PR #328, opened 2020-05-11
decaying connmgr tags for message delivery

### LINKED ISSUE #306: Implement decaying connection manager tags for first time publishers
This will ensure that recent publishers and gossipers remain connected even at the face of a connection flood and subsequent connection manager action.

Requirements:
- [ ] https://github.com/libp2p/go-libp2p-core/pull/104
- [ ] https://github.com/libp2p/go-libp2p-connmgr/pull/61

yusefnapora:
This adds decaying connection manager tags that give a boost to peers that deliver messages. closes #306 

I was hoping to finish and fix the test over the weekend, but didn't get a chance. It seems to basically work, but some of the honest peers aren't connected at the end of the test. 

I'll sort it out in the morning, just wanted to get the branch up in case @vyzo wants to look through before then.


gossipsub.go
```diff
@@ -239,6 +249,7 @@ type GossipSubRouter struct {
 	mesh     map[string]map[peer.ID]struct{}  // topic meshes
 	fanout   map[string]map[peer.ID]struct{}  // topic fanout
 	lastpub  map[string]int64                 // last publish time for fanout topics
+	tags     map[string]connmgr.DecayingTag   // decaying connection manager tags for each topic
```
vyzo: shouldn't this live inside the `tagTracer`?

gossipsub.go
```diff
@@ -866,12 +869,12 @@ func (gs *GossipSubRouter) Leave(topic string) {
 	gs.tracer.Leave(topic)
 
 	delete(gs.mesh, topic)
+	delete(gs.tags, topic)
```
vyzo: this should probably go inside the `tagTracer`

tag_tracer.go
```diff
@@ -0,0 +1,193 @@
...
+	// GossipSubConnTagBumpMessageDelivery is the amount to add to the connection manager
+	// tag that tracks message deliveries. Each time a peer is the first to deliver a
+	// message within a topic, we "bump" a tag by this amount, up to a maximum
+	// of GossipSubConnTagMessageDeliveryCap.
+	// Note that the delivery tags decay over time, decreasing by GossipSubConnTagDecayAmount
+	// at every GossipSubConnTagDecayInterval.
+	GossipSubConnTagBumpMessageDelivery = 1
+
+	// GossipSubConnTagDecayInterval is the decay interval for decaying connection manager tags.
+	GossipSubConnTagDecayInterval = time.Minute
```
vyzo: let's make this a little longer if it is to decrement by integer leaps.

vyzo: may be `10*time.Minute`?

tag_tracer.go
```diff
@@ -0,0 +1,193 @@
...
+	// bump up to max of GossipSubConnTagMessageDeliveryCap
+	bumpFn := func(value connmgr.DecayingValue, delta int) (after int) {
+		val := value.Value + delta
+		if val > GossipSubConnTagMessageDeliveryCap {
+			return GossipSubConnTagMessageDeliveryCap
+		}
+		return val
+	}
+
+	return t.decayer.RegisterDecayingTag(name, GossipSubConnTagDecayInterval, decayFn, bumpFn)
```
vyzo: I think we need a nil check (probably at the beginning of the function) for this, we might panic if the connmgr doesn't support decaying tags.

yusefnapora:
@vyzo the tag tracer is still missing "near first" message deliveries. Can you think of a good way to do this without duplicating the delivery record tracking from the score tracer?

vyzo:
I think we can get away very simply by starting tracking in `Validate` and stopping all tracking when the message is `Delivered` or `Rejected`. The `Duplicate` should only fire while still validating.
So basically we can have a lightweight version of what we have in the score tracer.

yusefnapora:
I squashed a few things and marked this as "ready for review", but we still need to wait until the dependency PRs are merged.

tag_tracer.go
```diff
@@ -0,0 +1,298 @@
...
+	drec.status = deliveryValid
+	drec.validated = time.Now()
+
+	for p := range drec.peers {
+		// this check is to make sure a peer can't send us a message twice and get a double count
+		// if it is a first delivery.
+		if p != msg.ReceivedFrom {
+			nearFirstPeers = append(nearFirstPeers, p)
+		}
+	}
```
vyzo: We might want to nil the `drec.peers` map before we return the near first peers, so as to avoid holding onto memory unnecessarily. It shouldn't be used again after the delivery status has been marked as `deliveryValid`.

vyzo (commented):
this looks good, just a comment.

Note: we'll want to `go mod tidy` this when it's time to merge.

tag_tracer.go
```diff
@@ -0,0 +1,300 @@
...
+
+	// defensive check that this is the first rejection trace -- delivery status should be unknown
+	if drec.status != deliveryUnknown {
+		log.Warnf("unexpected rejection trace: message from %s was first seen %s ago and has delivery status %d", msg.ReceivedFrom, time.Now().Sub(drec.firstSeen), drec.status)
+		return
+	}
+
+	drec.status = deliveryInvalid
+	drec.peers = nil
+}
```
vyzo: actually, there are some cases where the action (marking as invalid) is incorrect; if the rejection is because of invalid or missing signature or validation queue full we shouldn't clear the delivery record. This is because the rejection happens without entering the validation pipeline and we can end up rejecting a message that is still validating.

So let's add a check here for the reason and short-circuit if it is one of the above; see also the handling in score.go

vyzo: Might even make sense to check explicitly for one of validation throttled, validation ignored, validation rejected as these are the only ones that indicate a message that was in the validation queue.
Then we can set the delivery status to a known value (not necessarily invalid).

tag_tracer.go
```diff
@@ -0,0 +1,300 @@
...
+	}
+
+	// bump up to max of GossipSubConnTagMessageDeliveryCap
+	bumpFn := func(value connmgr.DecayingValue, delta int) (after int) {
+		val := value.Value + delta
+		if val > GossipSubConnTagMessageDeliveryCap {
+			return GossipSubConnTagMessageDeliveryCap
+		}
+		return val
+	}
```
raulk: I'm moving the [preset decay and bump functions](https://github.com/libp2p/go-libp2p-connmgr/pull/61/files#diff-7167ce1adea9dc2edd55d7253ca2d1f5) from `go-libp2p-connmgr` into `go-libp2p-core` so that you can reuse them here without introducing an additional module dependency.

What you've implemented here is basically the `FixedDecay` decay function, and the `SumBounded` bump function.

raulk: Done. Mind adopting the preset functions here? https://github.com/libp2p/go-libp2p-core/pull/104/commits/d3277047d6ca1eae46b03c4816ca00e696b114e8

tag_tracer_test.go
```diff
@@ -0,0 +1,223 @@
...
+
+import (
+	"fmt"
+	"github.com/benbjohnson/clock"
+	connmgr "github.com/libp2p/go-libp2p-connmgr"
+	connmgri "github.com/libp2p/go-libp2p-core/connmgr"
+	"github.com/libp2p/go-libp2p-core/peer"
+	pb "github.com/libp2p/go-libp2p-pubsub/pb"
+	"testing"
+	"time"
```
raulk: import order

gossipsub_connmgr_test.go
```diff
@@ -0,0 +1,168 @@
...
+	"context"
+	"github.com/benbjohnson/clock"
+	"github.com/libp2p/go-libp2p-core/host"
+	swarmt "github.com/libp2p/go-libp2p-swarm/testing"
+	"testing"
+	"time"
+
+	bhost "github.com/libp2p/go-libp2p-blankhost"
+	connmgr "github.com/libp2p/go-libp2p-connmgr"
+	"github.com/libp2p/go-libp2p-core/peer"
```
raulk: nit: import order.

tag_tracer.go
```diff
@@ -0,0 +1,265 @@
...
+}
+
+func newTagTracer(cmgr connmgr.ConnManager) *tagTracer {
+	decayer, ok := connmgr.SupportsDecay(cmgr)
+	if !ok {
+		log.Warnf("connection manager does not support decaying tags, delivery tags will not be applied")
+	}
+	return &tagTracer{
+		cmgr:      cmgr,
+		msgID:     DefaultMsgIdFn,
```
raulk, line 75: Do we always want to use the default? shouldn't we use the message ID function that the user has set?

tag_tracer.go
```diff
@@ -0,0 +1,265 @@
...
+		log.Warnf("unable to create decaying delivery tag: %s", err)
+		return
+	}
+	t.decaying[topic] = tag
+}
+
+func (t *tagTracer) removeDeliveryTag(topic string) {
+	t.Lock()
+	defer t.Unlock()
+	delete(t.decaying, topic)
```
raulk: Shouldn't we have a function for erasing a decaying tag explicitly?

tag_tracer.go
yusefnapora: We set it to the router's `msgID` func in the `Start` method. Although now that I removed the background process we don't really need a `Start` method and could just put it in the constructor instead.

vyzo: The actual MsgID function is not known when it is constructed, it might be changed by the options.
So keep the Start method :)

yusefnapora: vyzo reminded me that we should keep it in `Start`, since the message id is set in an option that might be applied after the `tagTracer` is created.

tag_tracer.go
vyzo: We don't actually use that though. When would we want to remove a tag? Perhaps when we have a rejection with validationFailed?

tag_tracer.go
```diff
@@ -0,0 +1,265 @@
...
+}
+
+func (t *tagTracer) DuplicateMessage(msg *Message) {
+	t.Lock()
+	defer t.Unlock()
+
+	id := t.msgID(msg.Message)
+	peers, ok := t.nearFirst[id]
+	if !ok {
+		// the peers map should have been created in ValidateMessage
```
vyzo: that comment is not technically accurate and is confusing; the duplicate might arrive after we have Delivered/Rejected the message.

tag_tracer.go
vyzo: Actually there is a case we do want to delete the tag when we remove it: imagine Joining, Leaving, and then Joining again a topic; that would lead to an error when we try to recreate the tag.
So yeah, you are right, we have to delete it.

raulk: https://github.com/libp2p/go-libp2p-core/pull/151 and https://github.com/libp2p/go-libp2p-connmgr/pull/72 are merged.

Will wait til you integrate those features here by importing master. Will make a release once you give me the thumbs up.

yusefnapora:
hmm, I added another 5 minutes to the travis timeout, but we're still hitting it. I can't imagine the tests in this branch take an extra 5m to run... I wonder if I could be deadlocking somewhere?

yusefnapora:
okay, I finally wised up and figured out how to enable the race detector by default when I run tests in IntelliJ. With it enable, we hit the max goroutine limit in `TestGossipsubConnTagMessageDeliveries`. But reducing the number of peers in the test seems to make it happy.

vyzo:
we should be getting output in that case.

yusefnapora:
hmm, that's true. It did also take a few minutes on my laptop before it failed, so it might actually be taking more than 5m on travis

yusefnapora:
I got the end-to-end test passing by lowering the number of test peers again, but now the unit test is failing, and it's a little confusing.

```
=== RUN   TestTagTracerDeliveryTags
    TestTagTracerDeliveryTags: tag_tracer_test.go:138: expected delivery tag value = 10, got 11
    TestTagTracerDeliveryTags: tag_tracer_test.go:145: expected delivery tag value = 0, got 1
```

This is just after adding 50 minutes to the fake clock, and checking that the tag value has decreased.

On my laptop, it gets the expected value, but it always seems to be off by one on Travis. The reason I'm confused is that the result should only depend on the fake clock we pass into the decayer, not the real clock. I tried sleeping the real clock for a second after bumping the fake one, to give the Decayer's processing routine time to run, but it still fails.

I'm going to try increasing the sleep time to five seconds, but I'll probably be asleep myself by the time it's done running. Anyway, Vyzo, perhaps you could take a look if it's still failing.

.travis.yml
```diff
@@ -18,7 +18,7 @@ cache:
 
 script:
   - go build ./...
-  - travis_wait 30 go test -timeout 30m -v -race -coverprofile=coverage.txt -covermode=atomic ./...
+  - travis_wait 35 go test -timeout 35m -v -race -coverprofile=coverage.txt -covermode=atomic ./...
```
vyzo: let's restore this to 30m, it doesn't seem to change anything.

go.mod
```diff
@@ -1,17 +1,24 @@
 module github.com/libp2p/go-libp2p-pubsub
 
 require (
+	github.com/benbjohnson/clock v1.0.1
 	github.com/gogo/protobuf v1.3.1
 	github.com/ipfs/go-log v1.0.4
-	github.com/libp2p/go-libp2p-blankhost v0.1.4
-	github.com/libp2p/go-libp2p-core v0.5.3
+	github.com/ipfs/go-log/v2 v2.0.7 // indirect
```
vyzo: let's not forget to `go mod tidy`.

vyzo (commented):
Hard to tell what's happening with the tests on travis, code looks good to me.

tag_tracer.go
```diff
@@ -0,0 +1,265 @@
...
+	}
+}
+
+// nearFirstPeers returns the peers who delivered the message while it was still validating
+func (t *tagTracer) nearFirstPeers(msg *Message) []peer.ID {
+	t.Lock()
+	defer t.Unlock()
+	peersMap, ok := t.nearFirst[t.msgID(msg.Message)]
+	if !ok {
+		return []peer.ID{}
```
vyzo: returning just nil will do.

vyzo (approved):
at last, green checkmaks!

================

• Directions for this task: Each line above that has the word "keep" should be copied.

• Task result:
So keep the Start method :)
yusefnapora: vyzo reminded me that we should keep it in `Start`, since the message id is set in an option that might be applied after the `tagTracer` is created.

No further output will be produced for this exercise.